Die SchreinerZeitung: Wie beginnen Sie Ihren Arbeitstag?
heinz baumann: «Ich unterscheide nicht zwischen Arbeit und Freizeit. Wenn ich nicht unterwegs bin, dann beginnt mein Tag mit einem Rundgang in meinem Obstgarten.»
Was inspiriert Sie?
«Alles, was mich umgibt: Mein Chaos im Büro, der Frühling, gewachsene Strukturen, wie sie beispielsweise an einem alten Dorf ablesbar sind, unbrauchbare oder komplizierte Dinge, leidenschaftliche Gespräche, betörende Musik, ein Flusskiesel, der Zerfall, echte Patina und natürlich immer wieder die vielen unverarbeiteten Bretter in meinem Holzlager.»
Warum sind Sie Designer geworden?
«Dafür gibt es viele Gründe: Weil ich meine erste Wohnung mit Brockenhaus-Möbeln einrichten musste und ich mir diejenigen Möbel nicht leisten konnte, die ich mir wünschte; und weil ich diese Möbel noch nicht kannte, und weil es sie noch nicht gab.»

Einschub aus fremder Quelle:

PR #10436, opened 2026-09-16
fix(adapter): detect Optional History and Tool fields

MohammadHijjawi97:
History and native tool-call detection compared annotations with `== History` or `origin is list`, so `History | None` and `list[Tool] | None` were skipped. Unwrap Optional, Union, and Annotated first.

## Contributor Checklist


MohammadHijjawi97:
Addressed. Native conversation-history formatting now unwraps Optional/Union annotations when deciding which fields belong in assistant content. Optional ToolCalls are emitted as native tool calls only, not also as [[ ## tool_calls ## ]] text.

PR #10440, opened 2026-09-17
Update vendored lm15 to a550dab (declared providers)

MaximeRivest:
Vendoring only: `scripts/update_vendored_lm15.py main` against `cmpnd-ai/lm15-python`, no DSPy code changes.

**lm15 change vendored** (`cd5d4d7` → `a550dab`, version still `1.0.0rc3`, contract pin unchanged at `7677980`):

- `RouterConfig(providers=(ProviderDefinition.chat(access, compat=...), ...))` declares a provider lm15's registry does not list (a gateway, a service not yet receipted) as the same pure-data triple a registry entry is. It routes by id and aliases (`id:model`, `id/model`), takes `api_keys`/`base_urls`, shares the router's pool and timeouts, plans without a key. `Resolution.declared` is true and `describe()` says "no lm15 receipts". A spelling a registry entry or litellm prefix already uses is refused at config time.
- `Resolution` carries `credential_policy` and `placeholder_key`, so `describe()` reads the resolution rather than the module tables (greptile's finding on the first revision of this PR); a declared non-hosted entry must be key-based, since the OAuth policies need their own adapter class.

Files: `dspy/_vendor/lm15/registry.py`, `dspy/_vendor/lm15/router.py`, `dspy/_vendor/lm15-provenance.txt`.

Why: the Fireworks custom-engine findings (cmpnd-ai/breaka-your-lm `CUSTOM_ENGINE_FINDINGS.md`) showed the engine rebuilding lm15's access-policy + compat-preset pair by hand to reach a provider the registry lacks, and losing `api_key`/`api_base`/`timeout` handling in the process. A follow-up DSPy PR exposes this as `dspy.lm15.register_provider(...)` and tightens the custom-engine contract; this PR only brings the dependency in.

Checks run locally: `tests/clients`, `tests/streaming`, `tests/test_vendored_lm15.py`, `tests/test_lm15_subtree_updater.py` — 673 passed, 21 skipped.


MaximeRivest:
Confirmed and fixed upstream in lm15 `a550dab`, re-vendored here. `describe()` was reading the module-level registry, which a declared provider is not in; `Resolution` now carries `credential_policy` and `placeholder_key` so `describe()` is pure data. Also tightened: a declared non-hosted entry must be key-based — the router binds bound entries with `access=`, while the OAuth policies use self-resolving constructors that take none, so a declared OAuth entry would have lost its declaration silently.

PR #288, opened 2017-06-06
Only return active posts from graphQL

robbiecarlton:


api/graphql/makeModels.js
```diff
@@ -126,7 +128,7 @@ export default function makeModels (userId, isAdmin) {
         'followers',
         'linkPreview'
       ],
-      filter: nonAdminFilter(sharedPostMembership('posts', userId)),
+      filter: nonAdminFilter(composeFilters(activePost, sharedPostMembership)('posts', userId)),
```
levity: The `tableName, userId, q` signature is pretty specific to the membership filters. It would make more sense to me to see something like:

```js
composeFilters(
  activePost,
  nonAdminFilter(sharedPostMembership('posts', userId))
)
```

robbiecarlton:
@levity - how's that?

levity:
Looks great--but now you can just use lodash.flow :)

robbiecarlton:
hah! Ok, done. I'm gonna merge.

PR #289, opened 2017-06-07
first time use of findOrCreateThread would break, and so would first comment

Connoropolous:
this would happen when using hylo-redux... opening the modal to start a new thread, then trying to send a comment. the user feedback for it not working wasn't good/implemented

related to the calling of createAndPresentComment (at comment creation)
screen shot 2017-06-06 at 9 06 54 pm

related to the calling of findOrCreateThread
screen shot 2017-06-06 at 9 07 04 pm

### DIFF
--- a/api/models/post/findOrCreateThread.test.js
+++ b/api/models/post/findOrCreateThread.test.js
@@ -1,4 +1,4 @@
-import { validateThreadData } from './findOrCreateThread'
+import { validateThreadData, createThread } from './findOrCreateThread'
 
 describe('validateThreadData', () => {
   var user, userSharingCommunity, userNotInCommunity, inCommunity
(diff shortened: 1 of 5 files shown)


api/models/post/findOrCreateThread.test.js
```diff
@@ -37,3 +37,29 @@ describe('validateThreadData', () => {
...
+    ).then(function () {
+      return Promise.join(
+        user.joinCommunity(community),
+        user2.joinCommunity(community)
+      )
+    })
+  })
+
+  it('creates and returns a new thread', () => {
+    createThread(user.id, [user2.id]).then(p => {
```
levity: missing `return` here

PR #290, opened 2017-06-08
Notifications socket updates

richchurcher:
This:
 - provides for socket.io updates from the worker process
 - updates the user socket with new notifications

Let me know if there's a better way to construct the object from Bookshelf, it feels a little klunky.

### DIFF
--- a/api/controllers/PostController.js
+++ b/api/controllers/PostController.js
@@ -422,11 +422,11 @@ const PostController = {
     .then(() => res.ok({}))
   },
 
-  subscribeToThreads: function (req, res) {
+  subscribeToUpdates: function (req, res) {
     joinRoom(req, res, 'user', req.session.userId)
   },
 
-  unsubscribeFromThreads: function (req, res) {
+  unsubscribeFromUpdates: function (req, res) {
     leaveRoom(req, res, 'user', req.session.userId)
   }
 }
--- a/api/models/Notification.js
+++ b/api/models/Notification.js
@@ -298,10 +298,19 @@ module.exports = bookshelf.Model.extend({
   updateUserSocketRoom: function (userId) {
     return getSailsInstance()
       .then(sails => {
+        const actor = Object.assign({},
+          this.actor().pick([ 'id', 'name' ]),
+          { avatarUrl: this.actor().get('avatar_url') }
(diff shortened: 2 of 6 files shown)


levity:
Does loading the `http` hook make sails try to start listening on a port? I remembered that workers already have a stripped-down sails instance (see worker.js and skiff.js), one in which I'd intentionally disabled the `http` and `sockets` hooks because it was trying to listen on the same port as the web process.

Perhaps `sails.lift` causes this but `sails.load` doesn't?

levity:
Although if the only purpose of this code is to get sockets working, I wonder if it wouldn't be clearer to have a `getSailsSockets` method that returns `sails.sockets`.

richchurcher:
@levity Yeah, I did think of having a sockets-only version but my thinking went along the lines of: "If we need a sails instance in the future for a worker we'll need to repeat this." Since it was just as easy to make it slightly more generic, I opted for that but don't feel strongly about it.

The `http` hook: it definitely listens, unfortunately. This author (three years ago) worked around by rewriting the pubsub hook to not depend on sockets (which depends on http): https://blog.thesparktree.com/reusing-sailsjs-waterline-models-in-background . 

Alternatively, there's actually no reason we couldn't just write raw socket.io code as far as I can see, and write to the rooms in redis. Let me know if you want me to explore that.

levity:
if the http hook is unable to grab the port it wants, does it still stay up and allow the websocket behavior we want?

levity:
welp, i just tested this locally and no harm came of it. i'm going to merge it myself to keep an eye on what happens in production.

levity:
Can you try this in production and verify that it works as expected?

richchurcher:
@levity Sure, sorry I didn't get to it sooner! I guess it doesn't throw if it can't bind the port to listen? The networking bit of the dynos docs suggests that workers can't get inbound network requests anyway, so that may be why we're getting away with it: https://devcenter.heroku.com/articles/dynos#networking

richchurcher:
Yep, it's working on prod:

notification_frames

I guess call it done for now, think about if we have to get all custom with it later?

levity:
Yep, sounds good!

PR #297, opened 2017-06-16
Notification settings

robbiecarlton:


api/graphql/schema.graphql
```diff
@@ -99,8 +106,16 @@ type Membership {
   lastViewedAt: String
   newPostCount: Int
   community: Community
+  settings: MembershipSettings
 }
 
+type MembershipSettings {
+  send_push_notifications: Boolean
```
robbiecarlton: I wasn't sure whether to change these or the user settings to camel case. I know we've done that elsewhere, but this would be adding a little extra complexity in a bunch of places and not sure what it buys us.

levity: Hmm. Basically what it would buy us is consistency: we'd be able to rely on the rule "All attributes in the API and frontend are camel case." It's pretty straightforward to use lodash.snakeCase to convert back inside the backend.

robbiecarlton:
@levity - I changed the settings to camelcase.

robbiecarlton:
@levity - made those changes and added tests. Good to merge?

PR #299, opened 2017-06-22
fixes issue where saving settings throws an error

razorman8669:
https://trello.com/c/ZWvyEYuK/463-evo-cannot-change-name-from-settings-page

### DIFF
--- a/api/models/User.js
+++ b/api/models/User.js
@@ -120,7 +120,7 @@ module.exports = bookshelf.Model.extend(merge({
   setSanely: function (attrs) {
     const saneAttrs = omit(attrs, 'settings')
 
-    if (saneAttrs.twitter_name) {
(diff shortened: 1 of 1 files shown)


levity:
weird. what is it when it's defined but not a string?

razorman8669:
@levity it's an empty object:  `{ }`

levity:
Huh. @robbiecarlton any sense of if that's a frontend bug?

robbiecarlton:
@levity - that would make sense. I'll take a look.

levity:
Right so if it's a frontend bug then there'd be no need for this change :) so let's hold off on merging till that's clear

levity:
bump

robbiecarlton:
I'll take a look at this soon.

PR #300, opened 2017-06-26
graphql for LinkPreview

lorenjohnson:
To be released with: https://github.com/Hylozoic/hylo-evo/pull/135

### DIFF
--- a/api/models/linkPreview/findOrCreateByUrl.js
+++ b/api/models/linkPreview/findOrCreateByUrl.js
@@ -2,14 +2,6 @@ export default function findOrCreateByUrl (url) {
   return LinkPreview.find(url).then(preview => {
     if (!preview) return LinkPreview.queue(url)
     if (!preview.get('done')) return
-    return preview.pick(
-      'id',
-      'url',
-      'image_url',
-      'title',
-      'description',
-      'image_width',
-      'image_height'
-    )
+    return preview
   })
 }
--- a/api/models/linkPreview/findOrCreateByUrl.js
+++ b/api/models/linkPreview/findOrCreateByUrl.js
@@ -11,8 +11,17 @@ export default function (url) {
       return {status: 'loading'}
     }
 
-    return preview.pick(
-      'id', 'url', 'image_url', 'title', 'description', 'image_width', 'image_height'
+    return Object.assign(
+      preview.pick(
+        'id',
+        'url',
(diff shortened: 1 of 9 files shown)


api/models/linkPreview/findOrCreateByUrl.js
```diff
@@ -0,0 +1,27 @@
...
+      preview.pick(
+        'id',
+        'url',
+        'image_url',
+        'title',
+        'description',
+        'image_width',
+        'image_height'
+      ),
+      {status: 'loaded'}
```
levity: Since this value is never used by the front-end, all you really need to do here is return the `preview` instance.

lorenjohnson: Ah yes, this is vestigial to earlier work. Will move it out.

lib/graphql-bookshelf-bridge/makeResolvers.js
```diff
@@ -15,7 +15,7 @@ export function createResolverForModel (spec, fetcher) {
     transform(attributes, (result, attr) => {
       result[camelCase(attr)] = x => {
         if (typeof x[attr] === 'function') return x[attr]()
-        return x[attr] || x.get(attr)
+        return x[attr] || (x.get && x.get(attr))
```
levity: realized there's a bug here predating your change -- will add a fix to this branch

lib/graphql-bookshelf-bridge/makeResolvers.js
```diff
@@ -86,3 +81,11 @@ export function createResolverForModel (spec, fetcher) {
     }, {})
   )
 }
+
+export function resolveAttribute (result, attr) {
```
lorenjohnson: 👍

api/models/linkPreview/findOrCreateByUrl.js
```diff
@@ -1,27 +1,15 @@
...
-        'image_url',
-        'title',
-        'description',
-        'image_width',
-        'image_height'
-      ),
-      {status: 'loaded'}
+    if (!preview) return LinkPreview.queue(url)
+    if (!preview.get('done')) return
+    return preview.pick(
```
levity: We shouldn't call `pick` here, because this is at the model layer. GraphQL will take care of filtering down what's returned to the client.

Welche Rolle spielt das Handwerk für die Gestaltung?
«Kein Produkt entsteht allein am Reissbrett oder am Bildschirm. Es braucht sehr gute Materialkenntnisse und dazu ein paar geschickte Hände für den Bau der vielen Proto-typen. Das Eine geht also nicht ohne das Andere. Das zeigt die Geschichte. Früher war ein Handwerker ein Macher und ein Gestalter. Erst mit der Industrialisierung setzte eine allmähliche Trennung der Berufe ein.»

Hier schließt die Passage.